Partial input loss differentially modifies neural pathways

Following input loss from degeneration, injury, and/or aging, downstream circuits undergo modifications that can impact fundamental sensory computations. Using the retina to leverage known cell types, well-defined circuitry, and molecular tools, we show how multiple pathways adjust their functional properties differently to common input loss and further locate these changes within each pathway. Specifically, we asked if two OFF ganglion cell types, alpha OFF-sustained (A _OFF-S ) and OFF-transient (A _OFF-T ) cells, and their respective dominant presynaptic partners, type 2 and type 3a cone bipolar cells, respond differentially to partial cone loss. We find that A _OFF-T ganglion cells exhibit more circuit changes than A _OFF-S ganglion cells, resulting in altered spatiotemporal tuning following partial cone loss.

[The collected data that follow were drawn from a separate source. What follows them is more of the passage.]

PR #253, opened 2026-05-15
Fix VOX "juggle to prime" bench symptom on radio connect

boydsoftprez:
## Summary

- Adds `MoxController::primeWdspState()` to re-emit `voxThresholdRequested` / `voxHangTimeRequested` / `antiVoxGainRequested` after the late-wired TxChannel is connected, fixing the "VOX needs juggling to prime" bench symptom reported 2026-05-14.
- Calls it from the `pushTxProcessingChain` lambda alongside the existing DEXP initial-sync block, so the load-time VOX values reach WDSP on every fresh connect (and on profile change).
- Adds `tst_mox_controller_prime_wdsp_state` (6 cases) covering the three signals individually, all-three-in-one, default-value-matches-persisted, and the reconnect re-prime case.

## Root cause

`TransmitModel::loadFromSettings` runs at [RadioModel.cpp:2631](src/models/RadioModel.cpp) — early in the connect sequence, before the `MoxController` → `TxChannel` signal connects at [RadioModel.cpp:3604/3612/3620](src/models/RadioModel.cpp). The existing `TransmitModel` → `MoxController` connects (wired in `RadioModel` ctor, lines 770/812) fire `setVoxThreshold` / `setVoxHangTime` / `setAntiVoxGain` during the load. Each setter's NaN-sentinel "first-call emit" fires `voxThresholdRequested` etc. — but those emits land in a void receiver because `TxChannel` does not exist yet. After `TxChannel` is wired, the sentinels are already consumed, so a same-value setter call short-circuits at the `qFuzzyCompare` guard inside `recompute*()`. WDSP retains its construction-time defaults until the user moves a slider, which generates a *different* value that passes the guard.

The asymmetric design for `antiVoxTau` ([RadioModel.cpp:5025](src/models/RadioModel.cpp)) and `antiVoxRun` ([RadioModel.cpp:5051](src/models/RadioModel.cpp)) — defer the TM→Mox connect until *after* `TxWorkerThread` is wired plus an explicit re-push at lines 5043/5070 — already avoids this race for those two paths. `primeWdspState` retrofits the equivalent semantic for the three older paths without restructuring their connect ordering.

## Test plan

- [x] `ctest -R "tst_mox_controller|tst_transmit_model_vox|tst_audio_tx_input_mic_boost"` → 13/13 pass on macOS arm64.
- [x] `ctest -R "tst_radio_model_drive_path|tst_radio_model_dexp_routing|tst_radio_model_eq_lev_alc_wiring|tst_radio_model_3m1b_ownership|tst_radio_model_push_tx_mode_and_bandpass"` → 5/5 pass.
- [x] Main `NereusSDR.app` builds and signs clean.
- [ ] Bench: connect to ANAN-G2 (or HL2) with non-default persisted VOX threshold/hold values, enable VOX, confirm gating trips at the persisted threshold *without* moving the slider first.

J.J. Boyd ~ KG4VCF

### DIFF
--- a/src/models/RadioModel.cpp
+++ b/src/models/RadioModel.cpp
@@ -3804,6 +3804,29 @@ void RadioModel::connectToRadio(const RadioInfo& info)
                 m_txChannel->setDexpLowCut(m_transmitModel.dexpLowCutHz());
                 m_txChannel->setDexpHighCut(m_transmitModel.dexpHighCutHz());
                 m_txChannel->setDexpRunSideChannelFilter(m_transmitModel.dexpSideChannelFilterEnabled());
+
+                // ── Bench fix 2026-05-14: re-prime MoxController WDSP signals ──
+                //
+                // loadFromSettings (line 2631) ran BEFORE the MoxController ->
+                // TxChannel connects above (lines 3604/3612/3620), so the
+                // first-call NaN-sentinel emit of voxThresholdRequested /
+                // voxHangTimeRequested / antiVoxGainRequested landed in a
+                // void receiver and the sentinels are now consumed.  Reset
+                // them and re-run the recompute helpers so the load-time
+                // values reach the freshly-wired TxChannel.
+                //
+                // Reported bench symptom: "VOX needs juggling to prime" --
+                // sliders show correct visual position on launch (model
+                // restored from per-MAC AppSettings) but WDSP retains its
+                // construction-time defaults until the user moves a slider.
+                //
+                // antiVoxTau and antiVoxRun are not covered here -- their
+                // TM -> Mox connects are deferred to wireConnectionSignals
+                // (lines 5025/5051) where an explicit re-push already
+                // happens after TxWorkerThread is wired.
+                if (m_moxController) {
+                    m_moxController->primeWdspState();
+                }
             };
 
             // 1. txEqEnabledChanged → setTxEqRunning.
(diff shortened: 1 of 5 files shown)


src/models/RadioModel.cpp
```diff
@@ -3804,6 +3804,29 @@ void RadioModel::connectToRadio(const RadioInfo& info)
...
+                // sliders show correct visual position on launch (model
+                // restored from per-MAC AppSettings) but WDSP retains its
+                // construction-time defaults until the user moves a slider.
+                //
+                // antiVoxTau and antiVoxRun are not covered here -- their
+                // TM -> Mox connects are deferred to wireConnectionSignals
+                // (lines 5025/5051) where an explicit re-push already
+                // happens after TxWorkerThread is wired.
+                if (m_moxController) {
+                    m_moxController->primeWdspState();
```
boydsoftprez: This call is safe for the initial direct sync, but `pushTxProcessingChain` is also reused from the `activeProfileChanged` connection whose receiver is `m_txChannel`. After `m_txChannel->moveToThread(m_txWorker.get())`, that queued lambda runs on the TX worker thread, while `MoxController` is main-thread-owned (QTimers plus the `TransmitModel -> MoxController` setters). `primeWdspState()` mutates the MoxController sentinels and emits signals, so profile changes while connected can cross-call it off-affinity and race the main-thread setters. Can we split the Mox re-prime out of this worker-bound helper, or dispatch it through `m_moxController` with a queued invoke so it always runs on the MoxController thread?

boydsoftprez (commented):
Left one thread-affinity note on the profile-change path.

src/models/RadioModel.cpp
boydsoftprez: Good catch. Moved the prime call out of the lambda to the initial-sync site (right after the direct `pushTxProcessingChain()` invocation, before `moveToThread`), so it's unambiguously main-thread. Profile changes don't need the re-prime — the TM → Mox → TxChannel chain handles per-property updates through `recompute()`'s computed-value guard once the sentinels are primed.

Pushed as 171273d2.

We show that the underlying mechanisms include changes in glutamatergic, GABAergic, and glycinergic circuits in the pathway of A _OFF-T ganglion cells. In response to common input loss, our study finds different locations of circuit modifications across OFF pathways. These distinct functional changes in two pathways contribute to maintaining perceptually relevant information, preserving key visual features despite input loss. These findings provide insight into how sensory systems can compensate to ultimately serve vision.